Connecting dermoscopy to histopathology of succulent bumps in skin of color
How to cite this article: Bhangdiya DS, Sharma R, Dhurat RS. Connecting dermoscopy to histopathology of succulent bumps in skin of color. CosmoDerma 2023;3:66.
A 38-year male presented with multiple red and raised lesions over forehead and right side of nose for 3 months. These lesions were associated with mild itching with no history of pain or burning sensation. He denied any history of topical or systemic treatment for the same. On examination, multiple erythematous to brown plaques measuring smallest being 1 cm × 0.5 cm and largest being 2 cm × 1 cm were seen over both sided of forehead and right side of nose with prominent follicular openings giving rise to peau d’orange appearance [Figure 1].

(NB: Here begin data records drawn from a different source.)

PR #3226, opened 2025-10-15
fix: workflow:logs should show build and repack logs

douglowder:
# Why

Build and repack jobs do not have logs at the same URL as other workflow jobs, so no logs were showing for these job types.

# How

- Update BuildFragment to include the log file URL
- Check for build jobs, and add the correct queries and fetch calls for those
- Update and fix tests
- Bump `@expo/eas-build-job` to 1.0.239 to fix TS error in environment type

# Test Plan

- Tested with various workflow runs, including ones with custom, build, repack, and update jobs.
- CI should pass.

PR #3227, opened 2025-10-15
feat: workflow:run --wait should show status updates

douglowder:
# Why

If a user executes `eas workflow:run --wait`, it would be desirable to show status updates for the individual jobs and steps in the workflow while the workflow run is in progress.

# How

Added code that leverages some of the same utilities used by `workflow:logs`. 

During the run, the logs for the various workflow jobs are retrieved and parsed, and the progress of each job is shown in the text of a spinner, showing the current step and the last few lines of the step's logs.

If the workflow run fails, the output will show jobs that failed, along with the failed step for each, and any logs for the failed steps.

Other changes:

- Bumped the "ora" package to the latest version, to pick up bug fixes
- Removed deprecated Node 18 from test runs
- Refactored the code in `workflow:run` that parses inputs, moving that code to a file in `commandUtils`
- Modified the Zod type for inputs to align with server side changes in https://github.com/expo/universe/pull/21950

# Test Plan

- Testing with different workflows
- CI should pass

### DIFF
--- a/.github/workflows/test.yml
+++ b/.github/workflows/test.yml
@@ -15,7 +15,7 @@ jobs:
     runs-on: ubuntu-latest
     strategy:
       matrix:
-        node: ['18', '20', '22']
+        node: ['20', '22']
         include:
           - node: '20'
             coverage: true


douglowder:
* **#3227** <a href="https://app.graphite.dev/github/pr/expo/eas-cli/3227?utm_source=stack-comment-icon" target="_blank">Graphite</a> 👈 <a href="https://app.graphite.dev/github/pr/expo/eas-cli/3227?utm_source=stack-comment-view-in-graphite" target="_blank">(View in Graphite)</a>
* **#3226** <a href="https://app.graphite.dev/github/pr/expo/eas-cli/3226?utm_source=stack-comment-icon" target="_blank">Graphite</a>
* `main`


<h2></h2>

packages/eas-cli/src/commands/workflow/run.ts
```diff
@@ -120,6 +129,9 @@ export default class WorkflowRun extends EasCommand {
     const { flags, args } = await this.parse(WorkflowRun);
 
     if (flags.json) {
+      if (flags.wait) {
```
sjchmiela, line 132: It might make sense to allow waiting for workflow completion and _then_ print the final JSON?

sjchmiela (approved):

packages/eas-cli/src/commands/workflow/run.ts
douglowder: I was concerned that this would show mixed JSON (the final results) and non-JSON (spinners, status updates) in the output. Is this ok?

douglowder: For now, let's merge this as is, and we can create a separate task for correctly having both --json and --wait. I plan to do a PR like this one for `eas build` when the customer waits for output, so we can implement that correctly then. Maybe the status updates can go to stderr, and JSON can go to stdout...

PR #3236, opened 2025-10-21
[eas-cli] Display usage warnings on `eas:build`

mackenco:
# Why

[Linear issue](https://linear.app/expo/issue/ENG-16908/add-warning-to-cli). We show a banner (on Free and Starter plans) in the website when an account is at >=85% of their build limit for that month. Adding this to `eas build` to surface the same info in the CLI 

# How

* Created a function `maybeWarnAboutUsageOveragesAsync` which pulls the account's number of builds in the billing period and limit. If the number of builds are >= 85% of the limit, display a warning at the beginning of the command. Display slightly different text for free vs paid. 

Screenshot 2025-10-24 at 11 57 59 AM

# Test Plan

I have a free account that has 29/30 builds; I'd run the command against that. Happy to give out the login for this account if people would like to QA it locally.

### DIFF
--- a/packages/eas-cli/src/utils/usage/__tests__/checkForOverages-test.ts
+++ b/packages/eas-cli/src/utils/usage/__tests__/checkForOverages-test.ts
@@ -88,7 +88,7 @@ describe('maybeWarnAboutUsageOveragesAsync', () => {
   it('displays a warning for a Free plan with high build usage', async () => {
     mockGetUsageForOverageWarningAsync.mockResolvedValue(
       createMockAccountUsage({
-        buildPlanMetrics: [createMockPlanMetric({ value: 85, limit: 100 })],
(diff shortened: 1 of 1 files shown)


tchayen (approved):

macksal:
This has introduced a bug in 16.25.0+. It evaluates the project config without first taking `env` from the relevant build profile. In my case it took down my CI because my config will throw if certain values aren't set in the environment. (I'm pinned to `latest` eas-cli, oops).

You can see that later steps in this command will only call `getDynamicPrivateProjectConfigAsync` after getting `env` from the build profile. We should probably follow that pattern or move this logic to a later step where env is already available.

mackenco:
@macksal this should be resolved in [16.28.0](https://github.com/expo/eas-cli/blob/main/CHANGELOG.md#16280---2025-11-20)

Dermoscopic examination revealed dotted and linear vessels, prominent follicular openings, whitish grey translucent areas, shiny white streaks, rosettes, and focal brown areas [Figure 2].
Histopathological examination showed atrophic epidermis with narrow grenz zone and granuloma consisting of lymphocytes, plasma cells, neutrophils, and mast cells admixed with eosinophils. Perivascular lymphocytic infiltrate with nuclear dust was evident with no involvement of adnexal tissue [Figure 3a and b].
What is the diagnosis?
Answer - Granuloma faciale
Granuloma faciale is a benign chronic inflammatory disorder with unknown pathogenesis. It is usually seen in middle aged men. It presents as solitary asymptomatic red brown plaque with peau d’orange appearance on face with predilection for forehead, cheek and preauricular area. Less often multiple lesions can be seen as seen in our case. Histopathology reveals perivascular and interstitial infiltrates of neutrophils, lymphocytes, mast cells, and plasma cells admixed with eosinophils in the dermis with evident Grenz zone.[2,3] It shows leukocytoclastic vasculitis and fibrosis.
Dermoscopy shows whitish grey areas, prominent linear, and dotted vessels, shiny white streaks and focal brown areas. Whitish-grey areas on dermoscopy correspond to granuloma in the dermis, these granulomas push the dermal vessels up leading to prominence of linear vessels, shiny white streaks correspond to fibrosis in deep dermis and focal brown areas to hemosiderin deposition.[4-7] Rosettes could be due to ongoing inflammation as seen in our case in the lesional tissue.
Differential diagnosis includes sarcoidosis, angiolymphoid hyperplasia and eosinophilia, pseudolymphoma, persistent arthropod bite reaction, tumid lupus erythematosus, leprosy, and granulomatous rosacea. These all conditions are differentiated with the help of histopathology.
As granuloma faciale has facial lesions, treatment is always desired. Intralesional triamcinolone suspension at 2.5–5 mg/ dL as first line therapeutic option. Other options are topical or oral dapsone (50–150 mg daily) and oral clofazimine 300 mg daily. For multiple lesions, hydroxychloroquine can be given.
Surgical excision, cryosurgery, dermabrasion, electrosurgery, and carbon dioxide or pulsed dye laser have been advised.